東京裁判と東條英機の国家弁護の姿勢
敗戦後、東條は自殺を図る。
短銃で心臓を撃ったのだが、自決を予想していたアメリカ軍は、銃声を聞いて一斉に突入、救急処置の後、あらかじめ準備していたアメリカ人軍医ジョンソン大尉が救命した(アメリカ軍は東條をどうしても処刑したかった)。
ところが日本の新聞は、政府高官が次々と自決するなか、自決に失敗した東條の記事を大きく掲載。その結果、多くの日本人から顰蹙(ひんしゅく)をかった。
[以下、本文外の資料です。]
PR #7539, opened 2018-04-08
Propsed fix for issue #7537, mix compile errors when apps_path does n…

JulioDeLeon:
This PR addresses the issues found in https://github.com/elixir-lang/elixir/issues/7531. It setups up multiple fixtures where apps_path can be considered invalid or empty. The error message will now display if the value provided fo apps_path is a valid directory and if the directory is empty.


josevalim:
Thanks @JulioDeLeon but a PR has already been sent on #7537, so we will go ahead with it. :heart:

PR #7540, opened 2018-04-08
Add missing translator_inspect_opts option to Logger configuration

hlhr:
Addtional fix for #7532. Discussed in #7536. 

After my fix for the option :discard_threshold in PR #7533 another missing option `:translator_inspect_opts` was reported. This option is documented but not configurable with `Logger.configure/1`.

This PR adds makes it configurable with `Logger.configure/1`.


josevalim:

PR #7542, opened 2018-04-10
Use function module

NJichev:
After having `Function` module might as well make the internal code use it.

* change elixir code to use `Function.fun_info`
* point function type to this module now

Feel free to close this PR if you feel those changes are unnecessary!
Should I change the docs in kernel to reflect that the module is for normal functions too?
More forgotten stuff... :sweat_smile:


josevalim:

PR #7555, opened 2018-04-16
Deprecations table improvements

eksperimental:
- Add link to functions with multiple arities `Enum.chunk_every/2/3/4`
- Add link to special forms in and for
- Remove unncessary use of "Use" word
- Add "Use" word when necessary
- Remove unnecessary "instead" words
- Add descriptive words whether it is a "module attribute", "key" or "value"
- Add missing "AVAILABLE SINCE" version for @doc module attribute
- change to a more logical order:
  - `char_list/0` type
  - `:as_char_lists` value
  - `:char_lists` key
- Be explicit about use of `<%=` (not just `=`)


josevalim:

PR #7557, opened 2018-04-16
Refactors the test suite of compile.app

fxn:
Parses the resource files to make assertions against the generated term.

(This is preliminary work for another patch in which I am whitelisting the keys to avoid generating `extra_applications` in particular.)


lib/mix/test/mix/tasks/compile.app_test.exs
```diff
@@ -60,49 +66,60 @@ defmodule Mix.Tasks.Compile.AppTest do
...
+      assert properties[:applications] == [
+               :kernel,
+               :stdlib,
+               :elixir,
+               :logger,
+               :ok1,
+               :ok3,
+               :ok4,
+               :ok7
+             ]
```
josevalim: Please write this as:

```elixir
assert properties[:applications] ==
        [:kernel, :stdlib, :elixir, :logger, :ok1, :ok3, :ok4, :ok7]
```

Someetimes the formatter needs some hinting on which direction to take. :)

lib/mix/test/mix/tasks/compile.app_test.exs
```diff
@@ -191,34 +208,34 @@ defmodule Mix.Tasks.Compile.AppTest do
...
 
-    in_fixture "no_mixfile", fn ->
+    in_fixture("no_mixfile", fn ->
       message = "Expected :version to be a SemVer version, got: \"0.3\""
 
       assert_raise Mix.Error, message, fn ->
         Mix.Tasks.Compile.App.run([])
       end
-    end
+    end)
```
whatyouhide: Why were parens added to all `in_fixture/2` calls?

lib/mix/test/mix/tasks/compile.app_test.exs
```diff
@@ -3,6 +3,12 @@ Code.require_file("../../test_helper.exs", __DIR__)
 defmodule Mix.Tasks.Compile.AppTest do
   use MixTest.Case
 
+  def parse_resource_file(app) do
+    {:ok, [term]} = :file.consult("_build/dev/lib/#{app}/ebin/#{app}.app")
+    {:application, ^app, properties} = term
+    properties
+  end
```
whatyouhide: Personally I prefer to put helper functions at the bottom of the file, after all tests. But regardless of personal preference, this should be private.

lib/mix/test/mix/tasks/compile.app_test.exs
josevalim: Oh, probably because @fxn ran the formatter from inside lib/elixir and he needs to run from root.

@whatyouhide but honestly, I would just add parens to all in_fixture and all in_tmp calls. WDYT?

whatyouhide: @josevalim I agree, and remove them from `.formatter.exs`. Seems we avoided doing that initially to limit the already huge amount of changes. But I wouldn't do this here, I can do it as a separate PR/commit.

josevalim: Agreed. @fxn, feel free to leave the parens in the `in_fixture` calls. We will bring all of them back anyway in a later commit. Thank you!

fxn:
Hey guys! Revised everything according to your feedback.

Regarding formatting, I would normally have sent a clean patch, but since the code base is being unified I thought to leave them and see if you wanted them in.

@whatyouhide moved the helper down and made it private. I normally put these things up, because people read files from top to bottom. So, if you open this file and see there is a helper right there, that quickly communicates that the thing encapsulated in that helper is important and used later on. So you are set and ready to read the tests. The other workflow is to see the helper used and wonder, what is this doing?

Just explaining the rationale to share it with you, but the personal preferences have to match core preferences, so absolutely fine moving that one down.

入院中はアメリカ軍のロバート・アイケルバーガー中将などが見舞いに訪れたが、日本人の見舞客は家族以外ほとんどなく、東條は日本人の豹変(ひょうへん)振りに大きく落胆したとされる。
東京裁判になっても彼は自己弁護は一切行わず、「大東亜戦争は侵略戦争ではなく自衛戦争であり国際法には違反しない」という論理展開で「国家弁護」を貫いたが、自分は「敗戦の責任」(戦争ではなく負けたことの責任)は負うと宣誓口述書で明言している。
リンチ風の裁判だったが、東條の国家弁護は理路整然とし、アメリカ側の対日戦争準備を緻密な資料にもとづいて指摘し、「こうしたアメリカの軍事力の増大に脅威を感じた日本側が自衛を決意した」と主張した。
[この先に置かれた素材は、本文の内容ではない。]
PR #7560, opened 2018-04-17
Adds meta generated to for comprehension clauses with bitstrings

### LINKED ISSUE #7508: Dialyzer issue introduced in for expansion of Elixir 1.6.4
With 

```
Erlang/OTP 20 [erts-9.3] [source] [64-bit] [smp:4:4] [ds:4:4:10] [async-threads:10] [hipe] [kernel-poll:false]
Elixir 1.6.4 (compiled with OTP 19)
```

the following example code

```
  def f() do
    for a <- [1,2,3], into: <<>>, do: <<a::big-integer-size(8)>>
  end
```
seems to expand to code for which Dialyzer issues the following warnings:
```
lib/ex16.ex:20: The variable _@1 can never match since previous clauses completely covered the type <<_:8>>
lib/ex16.ex:20: Cons will produce an improper list since its 2nd argument is <<_:8>>
```

With earlier versions of Elixir no warnings were issued for the code.

ggcampinho:
Fixes #7508


lexmag:
Thank you @ggcampinho.

PR #7569, opened 2018-04-19
Fix typespecs for named records

### LINKED ISSUE #7530: Record typespecs are generated in a wrong way
### Environment
```
Erlang/OTP 20 [erts-9.3] [source] [64-bit] [smp:4:4] [ds:4:4:10] [async-threads:10] [hipe] [kernel-poll:false] [dtrace]

Elixir 1.6.3 (compiled with OTP 20)
```

* Operating system: 
OS X High Sierra

### Current behavior
If you declare a record using: 
```elixir
defrecord :queue_bind,          :'queue.bind',          Record.extract(:'queue.bind',          from_lib: "rabbit_common/include/rabbit_framing.hrl")
```
And then want to create a typespec:
```elixir
 @type queue_bind :: record(:'queue_bind',
        ticket: term,
        queue: String.t,
        exchange: String.t,
        routing_key: String.t,
        nowait: term,
        arguments: term)
```
This typespec has no chances of working as the type it generates is:
```elixir
type: {:queue_bind,
   {:type, 32, :tuple,
    [
      {:atom, 0, :queue_bind},
      {:type, 33, :term, []},
      {:remote_type, 34, [{:atom, 0, String}, {:atom, 0, :t}, []]},
      {:remote_type, 35, [{:atom, 0, String}, {:atom, 0, :t}, []]},
      {:remote_type, 36, [{:atom, 0, String}, {:atom, 0, :t}, []]},
      {:type, 37, :term, []},
      {:type, 38, :term, []}
    ]}, []}
```

This will never match, as the record is in fact called `:'queue.bind'`. Declaring it with `queue.bind` raises a compilation error: 
```
== Compilation error in file lib/amqp_director/queues.ex ==
** (CompileError) lib/amqp_director/queues.ex:32: unknown record :"queue.bind"
    (elixir) lib/kernel/typespec.ex:1171: Kernel.Typespec.compile_error/2
    (elixir) lib/kernel/typespec.ex:470: Kernel.Typespec.translate_type/3
```

### Expected behavior
I would expect the `record` macro in typespec would take into account the option to rename records inside Elixir code.

Currently the workaround is to define two records, one for actual usage and one without renaming to use in the typespec.

ggcampinho:
Closes #7530

### DIFF
--- a/lib/elixir/lib/kernel/typespec.ex
+++ b/lib/elixir/lib/kernel/typespec.ex
@@ -477,26 +477,26 @@ defmodule Kernel.Typespec do
     typespec({:record, meta, [atom, []]}, vars, caller)
   end
 
-  defp typespec({:record, meta, [atom, fields]}, vars, caller) do
+  defp typespec({:record, meta, [tag, field_specs]}, vars, caller) do
     # We cannot set a function name to avoid tracking
     # as a compile time dependency because for records it actually is one.
-    case Macro.expand({atom, [], [{atom, [], []}]}, caller) do
-      keyword when is_list(keyword) ->
+    case Macro.expand({tag, [], [{}]}, caller) do
+      {_, _, [name, fields | _]} when is_list(fields) ->
         types =
-          Enum.map(keyword, fn {field, _} ->
-            Keyword.get(fields, field, quote(do: term()))
+          Enum.map(fields, fn {field, _} ->
+            Keyword.get(field_specs, field, quote(do: term()))
           end)
 
-        Enum.each(fields, fn {field, _} ->
-          unless Keyword.has_key?(keyword, field) do
-            compile_error(caller, "undefined field #{field} on record #{inspect(atom)}")
+        Enum.each(field_specs, fn {field, _} ->
+          unless Keyword.has_key?(fields, field) do
+            compile_error(caller, "undefined field #{field} on record #{inspect(tag)}")
           end
         end)
 
-        typespec({:{}, meta, [atom | types]}, vars, caller)
+        typespec({:{}, meta, [name | types]}, vars, caller)
 
       _ ->
-        compile_error(caller, "unknown record #{inspect(atom)}")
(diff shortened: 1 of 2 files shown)


lib/elixir/lib/kernel/typespec.ex
```diff
@@ -477,26 +477,26 @@ defmodule Kernel.Typespec do
     typespec({:record, meta, [atom, []]}, vars, caller)
   end
 
-  defp typespec({:record, meta, [atom, fields]}, vars, caller) do
+  defp typespec({:record, meta, [tag, field_specs]}, vars, caller) do
```
ggcampinho: I tried to match the naming with `Record.defrecord`

lib/elixir/lib/kernel/typespec.ex
```diff
@@ -477,26 +477,26 @@ defmodule Kernel.Typespec do
...
     # We cannot set a function name to avoid tracking
     # as a compile time dependency because for records it actually is one.
-    case Macro.expand({atom, [], [{atom, [], []}]}, caller) do
-      keyword when is_list(keyword) ->
+    case Macro.expand({tag, [], [{}]}, caller) do
```
josevalim: An empty tuple is not a valid AST. Maybe you mean a list with an empty list inside?

lib/elixir/lib/kernel/typespec.ex
josevalim: :+1:

lib/elixir/lib/kernel/typespec.ex
ggcampinho: The idea was to match only in the [last condition](https://github.com/elixir-lang/elixir/blob/master/lib/elixir/lib/record.ex#L323) avoiding to call this method twice (one without parameters and another one like it was before) because there is no return to the function that returns the name and the fields together. Since it's quoted I thought it was safe to do this, but I can replace for two calls.

PR #7571, opened 2018-04-20
Elixir wrapper for Erlang :global module

kluevandrew:
The PR provides wrapper for Erlang Global module which provides a global name registration facility.
More about Erlang module: http://erlang.org/doc/man/global.html

It is my first try to contribute elixir. If i break contribution policy when just tell me.


.gitignore
```diff
@@ -11,3 +11,6 @@
 /.eunit
 .elixir.plt
 erl_crash.dump
+
+# Ingore IDE configs
```
fertapric: I think IDE-specific files should be handled by the global `.gitignore` file on the machine and not by the Elixir project.

https://help.github.com/articles/ignoring-files/

kluevandrew: Ok, i can remove revert it. I added it out of habit

NobbZ:
Wouldn't this wrapper mean we had to use `{:via, Global, name}` instead of `{:global, name}` when naming processes?

Don't we have already `Registry` to register process names?

Also its really only wrapping, there is only a single `def`, everything else is `defdelegate`ing to `:global`.

In my opinion using `Global` over `:global` makes things more complicated instead of simpler.

fertapric:
First off, thanks for contributing! 💜 

Unfortunately, I think this module does not provide much value. It's an alias, similar behavior as `alias :global, as: Global`.

josevalim:
Hi @kluevandrew! In Elixir we tend to avoid wrapping Erlang modules only for wrapping them. We recommend developers to use `:global` directly.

また「開戦の責任は自分のみにあって、昭和天皇は自分たち内閣・統帥部(とうすいぶ)に説得されて嫌々ながら開戦に同意しただけである」と明確に証言し、天皇の免訴を最終的に確定することになった。
他の被告と違い、東條が一切の自己弁護をせず国家弁護と天皇擁護に徹する姿勢であったことが次第に明らかになり、評価も持ち直した。ただ、田中隆吉をはじめ戦犯リストに名前がある人が、裏切り行為を行ったことも東條には不利だった。
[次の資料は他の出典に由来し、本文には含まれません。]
PR #7574, opened 2018-04-20
Supports log formatter customization for metadata

adkron:
All log messages except those created by `Logger.bare_log/2` include
module, function, line, and file as attributes. These are very useful in
log messages. The problem with supporting them is that the data may not
be present. This forces the developer to write a custom logger or deal
with the metadata format `module=MyModyle function=my_fun/2`.

This format is hard to read since other places that we use this data it
is usually formatted as `MyModule.my_fun/2`.

In order to keep developers from having to write custom formatters for
basic output of values I thought that any parameter `$foo` could easily
pull from the metadata if it is present. This would keep from breaking
`Logger.bare_log/2` if the format included `$module` and keep it simple
to use.

In the case where the key does not exist in metadata it will be printed
as a string. So `$module` would be printed as `$module` if it isn't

残念ながら敗戦から「東京リンチ」の結末が出るまで、日本人の中には武士(軍人)であっても「卑怯者、小物」が多くいたことは確かだった。日本は戦後70年を経て、まだ独立を果たしていない(アメリカ軍が進駐している)が、それもこの「東京リンチ」のときの指導部の一部の裏切り行為が尾を引いていると考えられる。
戦後70年を経て、世界史のうえでもっとも功績のあった東條英機を、まずは日本の中でよく整理し、できれば国民の合意のうえで高い評価をしたいものと思います。